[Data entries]
>>>>>

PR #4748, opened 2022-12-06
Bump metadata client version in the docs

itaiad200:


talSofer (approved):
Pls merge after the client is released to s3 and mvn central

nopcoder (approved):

<<<<<
>>>>>

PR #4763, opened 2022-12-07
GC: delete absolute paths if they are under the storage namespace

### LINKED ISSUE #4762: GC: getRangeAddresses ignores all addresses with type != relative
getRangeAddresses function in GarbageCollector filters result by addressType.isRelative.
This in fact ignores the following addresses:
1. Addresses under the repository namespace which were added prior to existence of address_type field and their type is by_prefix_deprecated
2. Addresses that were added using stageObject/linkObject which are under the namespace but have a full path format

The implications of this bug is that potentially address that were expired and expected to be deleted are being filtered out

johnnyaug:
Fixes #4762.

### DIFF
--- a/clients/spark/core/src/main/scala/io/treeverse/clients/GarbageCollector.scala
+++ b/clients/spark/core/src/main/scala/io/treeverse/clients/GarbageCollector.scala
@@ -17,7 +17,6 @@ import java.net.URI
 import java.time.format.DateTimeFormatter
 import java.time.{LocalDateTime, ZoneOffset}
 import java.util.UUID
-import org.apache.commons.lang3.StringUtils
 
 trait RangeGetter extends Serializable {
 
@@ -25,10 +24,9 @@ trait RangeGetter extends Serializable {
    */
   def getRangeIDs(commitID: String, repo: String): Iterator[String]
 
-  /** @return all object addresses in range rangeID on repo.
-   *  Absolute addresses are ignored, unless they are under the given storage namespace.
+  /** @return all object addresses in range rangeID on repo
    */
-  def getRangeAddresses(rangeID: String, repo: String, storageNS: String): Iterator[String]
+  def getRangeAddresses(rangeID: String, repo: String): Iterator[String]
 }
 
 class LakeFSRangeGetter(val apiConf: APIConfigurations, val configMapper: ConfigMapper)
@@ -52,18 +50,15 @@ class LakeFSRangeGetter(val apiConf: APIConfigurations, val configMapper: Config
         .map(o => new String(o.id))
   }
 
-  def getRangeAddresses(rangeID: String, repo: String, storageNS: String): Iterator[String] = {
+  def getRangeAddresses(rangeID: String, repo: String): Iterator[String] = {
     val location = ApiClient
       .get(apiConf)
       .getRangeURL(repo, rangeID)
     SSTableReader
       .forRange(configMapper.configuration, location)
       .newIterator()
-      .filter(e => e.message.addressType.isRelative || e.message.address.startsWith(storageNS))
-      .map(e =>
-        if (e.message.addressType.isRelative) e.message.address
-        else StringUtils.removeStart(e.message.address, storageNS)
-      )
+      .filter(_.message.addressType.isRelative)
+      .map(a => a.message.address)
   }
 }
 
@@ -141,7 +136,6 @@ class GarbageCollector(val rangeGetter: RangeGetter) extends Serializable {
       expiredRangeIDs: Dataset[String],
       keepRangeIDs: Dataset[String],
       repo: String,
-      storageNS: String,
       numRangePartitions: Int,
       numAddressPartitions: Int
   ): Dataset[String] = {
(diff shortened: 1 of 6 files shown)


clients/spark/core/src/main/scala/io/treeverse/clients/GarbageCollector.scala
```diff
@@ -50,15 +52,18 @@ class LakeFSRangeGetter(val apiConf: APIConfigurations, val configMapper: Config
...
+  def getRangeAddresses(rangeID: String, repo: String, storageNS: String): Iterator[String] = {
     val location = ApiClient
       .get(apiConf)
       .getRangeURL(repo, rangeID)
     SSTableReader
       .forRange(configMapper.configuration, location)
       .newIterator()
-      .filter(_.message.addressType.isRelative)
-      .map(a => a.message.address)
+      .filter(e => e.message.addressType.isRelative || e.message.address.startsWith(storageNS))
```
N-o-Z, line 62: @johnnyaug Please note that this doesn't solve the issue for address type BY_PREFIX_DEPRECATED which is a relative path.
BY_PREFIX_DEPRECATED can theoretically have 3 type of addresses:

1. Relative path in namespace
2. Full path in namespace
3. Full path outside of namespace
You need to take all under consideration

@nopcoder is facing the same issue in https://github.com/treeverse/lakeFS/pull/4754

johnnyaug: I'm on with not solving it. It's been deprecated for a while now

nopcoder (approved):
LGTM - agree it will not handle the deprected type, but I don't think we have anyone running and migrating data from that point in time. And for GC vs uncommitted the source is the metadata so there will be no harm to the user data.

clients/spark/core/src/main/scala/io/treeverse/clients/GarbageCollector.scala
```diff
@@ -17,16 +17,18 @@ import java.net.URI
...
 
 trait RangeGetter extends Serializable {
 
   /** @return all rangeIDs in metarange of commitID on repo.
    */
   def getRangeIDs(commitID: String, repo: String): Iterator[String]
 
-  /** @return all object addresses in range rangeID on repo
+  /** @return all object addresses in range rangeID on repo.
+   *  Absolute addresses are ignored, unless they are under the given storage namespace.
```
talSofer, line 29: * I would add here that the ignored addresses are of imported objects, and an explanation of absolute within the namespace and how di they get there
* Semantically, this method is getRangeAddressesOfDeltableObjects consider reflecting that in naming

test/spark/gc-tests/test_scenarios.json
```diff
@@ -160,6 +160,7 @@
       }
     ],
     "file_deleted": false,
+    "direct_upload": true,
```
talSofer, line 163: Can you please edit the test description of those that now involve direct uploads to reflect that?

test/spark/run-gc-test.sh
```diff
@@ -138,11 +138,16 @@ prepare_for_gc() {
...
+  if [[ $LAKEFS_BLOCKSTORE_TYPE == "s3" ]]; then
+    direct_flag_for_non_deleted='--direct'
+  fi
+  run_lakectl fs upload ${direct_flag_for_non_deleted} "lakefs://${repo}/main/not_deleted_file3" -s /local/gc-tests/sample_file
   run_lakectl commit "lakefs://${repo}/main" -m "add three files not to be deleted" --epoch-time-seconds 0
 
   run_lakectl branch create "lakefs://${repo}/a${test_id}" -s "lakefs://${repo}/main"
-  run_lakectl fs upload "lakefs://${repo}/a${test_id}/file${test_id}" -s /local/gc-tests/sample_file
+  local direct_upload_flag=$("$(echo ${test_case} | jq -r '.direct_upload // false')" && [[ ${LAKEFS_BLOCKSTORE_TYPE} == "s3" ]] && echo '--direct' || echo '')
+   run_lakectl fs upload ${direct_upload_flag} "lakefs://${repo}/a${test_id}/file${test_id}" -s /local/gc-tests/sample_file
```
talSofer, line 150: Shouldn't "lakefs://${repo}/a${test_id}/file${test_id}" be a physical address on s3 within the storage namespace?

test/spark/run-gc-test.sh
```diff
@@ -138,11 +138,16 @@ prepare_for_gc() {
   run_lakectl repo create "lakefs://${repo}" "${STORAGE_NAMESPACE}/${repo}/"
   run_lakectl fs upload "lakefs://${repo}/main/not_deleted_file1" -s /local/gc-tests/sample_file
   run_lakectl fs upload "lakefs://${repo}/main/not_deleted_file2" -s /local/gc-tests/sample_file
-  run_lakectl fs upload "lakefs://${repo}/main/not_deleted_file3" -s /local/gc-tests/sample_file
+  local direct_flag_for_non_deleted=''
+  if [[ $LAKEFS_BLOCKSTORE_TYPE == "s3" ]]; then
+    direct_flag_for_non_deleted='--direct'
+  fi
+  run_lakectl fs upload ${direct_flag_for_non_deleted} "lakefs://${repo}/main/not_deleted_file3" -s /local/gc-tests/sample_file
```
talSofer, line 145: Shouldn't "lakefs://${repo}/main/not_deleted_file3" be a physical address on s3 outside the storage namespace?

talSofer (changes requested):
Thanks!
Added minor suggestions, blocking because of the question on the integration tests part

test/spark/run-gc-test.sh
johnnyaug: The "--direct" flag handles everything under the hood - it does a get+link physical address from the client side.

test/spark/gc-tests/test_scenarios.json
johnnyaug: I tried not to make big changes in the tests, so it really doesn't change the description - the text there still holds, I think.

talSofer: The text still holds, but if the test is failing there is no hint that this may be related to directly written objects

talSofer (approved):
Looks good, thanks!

<<<<<
>>>>>

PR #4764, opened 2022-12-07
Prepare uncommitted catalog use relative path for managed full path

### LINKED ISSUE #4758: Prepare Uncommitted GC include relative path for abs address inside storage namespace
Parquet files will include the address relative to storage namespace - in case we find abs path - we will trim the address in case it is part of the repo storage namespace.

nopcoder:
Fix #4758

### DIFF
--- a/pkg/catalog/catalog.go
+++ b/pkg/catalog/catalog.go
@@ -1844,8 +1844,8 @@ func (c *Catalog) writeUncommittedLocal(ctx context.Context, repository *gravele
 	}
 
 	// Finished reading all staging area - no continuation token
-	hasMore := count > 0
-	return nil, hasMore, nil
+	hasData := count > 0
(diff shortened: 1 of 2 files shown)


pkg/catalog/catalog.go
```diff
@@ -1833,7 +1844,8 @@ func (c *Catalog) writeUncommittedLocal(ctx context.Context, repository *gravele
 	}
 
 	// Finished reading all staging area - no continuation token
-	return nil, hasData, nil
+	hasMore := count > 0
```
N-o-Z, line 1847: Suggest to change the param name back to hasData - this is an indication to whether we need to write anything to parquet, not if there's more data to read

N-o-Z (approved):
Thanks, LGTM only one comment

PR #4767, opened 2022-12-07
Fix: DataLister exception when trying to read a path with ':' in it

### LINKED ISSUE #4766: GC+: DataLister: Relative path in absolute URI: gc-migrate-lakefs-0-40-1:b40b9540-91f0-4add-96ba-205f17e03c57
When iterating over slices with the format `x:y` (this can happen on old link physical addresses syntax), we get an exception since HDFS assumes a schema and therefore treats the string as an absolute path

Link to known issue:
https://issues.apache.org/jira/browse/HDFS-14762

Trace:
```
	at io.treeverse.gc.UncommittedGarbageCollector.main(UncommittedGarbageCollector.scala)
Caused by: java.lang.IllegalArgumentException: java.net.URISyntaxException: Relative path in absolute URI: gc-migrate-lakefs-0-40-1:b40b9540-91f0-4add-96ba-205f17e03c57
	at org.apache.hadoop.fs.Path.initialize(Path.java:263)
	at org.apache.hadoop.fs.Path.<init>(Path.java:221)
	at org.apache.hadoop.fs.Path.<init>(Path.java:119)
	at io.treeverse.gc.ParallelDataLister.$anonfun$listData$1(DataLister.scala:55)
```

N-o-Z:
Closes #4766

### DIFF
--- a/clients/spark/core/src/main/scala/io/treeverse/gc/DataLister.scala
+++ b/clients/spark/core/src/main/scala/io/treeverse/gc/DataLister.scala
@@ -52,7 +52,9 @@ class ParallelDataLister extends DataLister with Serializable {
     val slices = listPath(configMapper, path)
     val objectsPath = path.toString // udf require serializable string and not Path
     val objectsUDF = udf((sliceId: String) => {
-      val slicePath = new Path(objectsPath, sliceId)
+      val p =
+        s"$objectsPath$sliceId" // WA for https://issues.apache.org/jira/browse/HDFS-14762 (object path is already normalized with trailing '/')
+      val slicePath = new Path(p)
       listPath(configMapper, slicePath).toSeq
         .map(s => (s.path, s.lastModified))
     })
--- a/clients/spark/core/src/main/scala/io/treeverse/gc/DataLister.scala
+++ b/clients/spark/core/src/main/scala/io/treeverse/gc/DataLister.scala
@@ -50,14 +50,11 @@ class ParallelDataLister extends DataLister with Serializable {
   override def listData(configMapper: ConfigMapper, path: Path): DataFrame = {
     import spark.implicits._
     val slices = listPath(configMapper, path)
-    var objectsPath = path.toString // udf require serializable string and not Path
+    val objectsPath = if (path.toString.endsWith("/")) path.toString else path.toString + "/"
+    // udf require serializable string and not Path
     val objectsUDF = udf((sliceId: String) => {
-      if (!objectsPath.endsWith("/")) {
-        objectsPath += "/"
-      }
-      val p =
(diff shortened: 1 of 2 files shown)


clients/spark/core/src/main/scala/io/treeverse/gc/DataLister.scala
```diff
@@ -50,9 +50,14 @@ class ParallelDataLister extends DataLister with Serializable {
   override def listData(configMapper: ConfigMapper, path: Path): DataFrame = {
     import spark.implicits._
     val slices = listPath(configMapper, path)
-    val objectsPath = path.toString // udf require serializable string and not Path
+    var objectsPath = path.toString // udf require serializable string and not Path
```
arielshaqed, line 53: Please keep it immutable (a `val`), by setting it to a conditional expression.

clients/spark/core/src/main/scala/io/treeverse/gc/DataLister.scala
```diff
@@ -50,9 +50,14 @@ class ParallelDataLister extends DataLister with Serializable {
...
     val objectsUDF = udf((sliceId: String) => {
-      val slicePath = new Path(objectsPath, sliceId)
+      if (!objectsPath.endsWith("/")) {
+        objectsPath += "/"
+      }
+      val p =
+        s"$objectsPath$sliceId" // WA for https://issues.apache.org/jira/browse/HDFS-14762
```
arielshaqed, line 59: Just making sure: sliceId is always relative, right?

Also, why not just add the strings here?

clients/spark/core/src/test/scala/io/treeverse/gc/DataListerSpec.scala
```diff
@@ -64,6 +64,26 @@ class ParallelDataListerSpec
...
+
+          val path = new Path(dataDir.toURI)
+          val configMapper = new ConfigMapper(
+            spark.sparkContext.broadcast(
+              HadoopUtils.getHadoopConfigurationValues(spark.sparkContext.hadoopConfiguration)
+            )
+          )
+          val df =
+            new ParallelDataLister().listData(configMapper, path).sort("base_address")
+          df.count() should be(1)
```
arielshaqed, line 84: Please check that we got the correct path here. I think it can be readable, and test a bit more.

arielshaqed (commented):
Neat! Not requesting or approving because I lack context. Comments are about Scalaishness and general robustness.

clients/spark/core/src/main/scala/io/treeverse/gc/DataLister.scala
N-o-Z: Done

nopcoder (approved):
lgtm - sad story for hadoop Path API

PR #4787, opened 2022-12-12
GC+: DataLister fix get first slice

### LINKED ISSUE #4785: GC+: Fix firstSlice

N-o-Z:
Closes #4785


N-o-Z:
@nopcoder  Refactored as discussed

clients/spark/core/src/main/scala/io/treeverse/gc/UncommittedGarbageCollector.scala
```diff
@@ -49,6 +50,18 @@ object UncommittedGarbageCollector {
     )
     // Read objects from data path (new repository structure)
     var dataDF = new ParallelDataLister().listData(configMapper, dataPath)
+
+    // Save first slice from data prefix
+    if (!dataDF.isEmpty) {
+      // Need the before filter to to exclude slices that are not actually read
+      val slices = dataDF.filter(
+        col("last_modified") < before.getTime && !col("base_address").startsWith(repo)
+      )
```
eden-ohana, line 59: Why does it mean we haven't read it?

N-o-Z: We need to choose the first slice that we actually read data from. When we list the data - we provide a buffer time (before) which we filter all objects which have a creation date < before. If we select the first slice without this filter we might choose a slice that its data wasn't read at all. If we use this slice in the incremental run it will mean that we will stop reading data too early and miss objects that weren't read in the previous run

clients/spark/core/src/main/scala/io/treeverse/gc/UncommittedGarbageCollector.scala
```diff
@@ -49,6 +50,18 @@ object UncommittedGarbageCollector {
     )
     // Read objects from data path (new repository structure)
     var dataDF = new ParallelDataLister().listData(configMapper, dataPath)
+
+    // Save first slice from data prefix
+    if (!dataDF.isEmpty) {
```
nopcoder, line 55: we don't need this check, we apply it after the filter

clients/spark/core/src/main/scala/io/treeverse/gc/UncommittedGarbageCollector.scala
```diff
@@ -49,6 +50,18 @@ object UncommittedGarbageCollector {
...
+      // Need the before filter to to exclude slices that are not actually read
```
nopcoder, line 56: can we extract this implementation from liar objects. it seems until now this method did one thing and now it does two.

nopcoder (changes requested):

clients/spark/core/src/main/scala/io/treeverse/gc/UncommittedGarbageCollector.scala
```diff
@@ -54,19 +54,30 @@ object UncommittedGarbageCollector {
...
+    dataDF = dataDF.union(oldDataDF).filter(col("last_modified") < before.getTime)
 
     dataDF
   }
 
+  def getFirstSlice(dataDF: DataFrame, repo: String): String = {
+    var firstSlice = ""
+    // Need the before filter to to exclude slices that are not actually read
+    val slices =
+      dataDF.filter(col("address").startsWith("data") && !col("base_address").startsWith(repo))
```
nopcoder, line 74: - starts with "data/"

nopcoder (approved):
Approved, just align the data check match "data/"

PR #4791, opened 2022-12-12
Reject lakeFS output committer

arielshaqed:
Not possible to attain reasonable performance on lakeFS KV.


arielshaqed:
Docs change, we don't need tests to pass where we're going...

<<<<<

The required answer is the exact run of lines above starting at the line with "-25,10 +24,9 @@" and ending at the line with "val configMapper: ConfigMapper)", with both ends present.

@@ -25,10 +24,9 @@ trait RangeGetter extends Serializable {
    */
   def getRangeIDs(commitID: String, repo: String): Iterator[String]
 
-  /** @return all object addresses in range rangeID on repo.
-   *  Absolute addresses are ignored, unless they are under the given storage namespace.
+  /** @return all object addresses in range rangeID on repo
    */
-  def getRangeAddresses(rangeID: String, repo: String, storageNS: String): Iterator[String]
+  def getRangeAddresses(rangeID: String, repo: String): Iterator[String]
 }
 
 class LakeFSRangeGetter(val apiConf: APIConfigurations, val configMapper: ConfigMapper)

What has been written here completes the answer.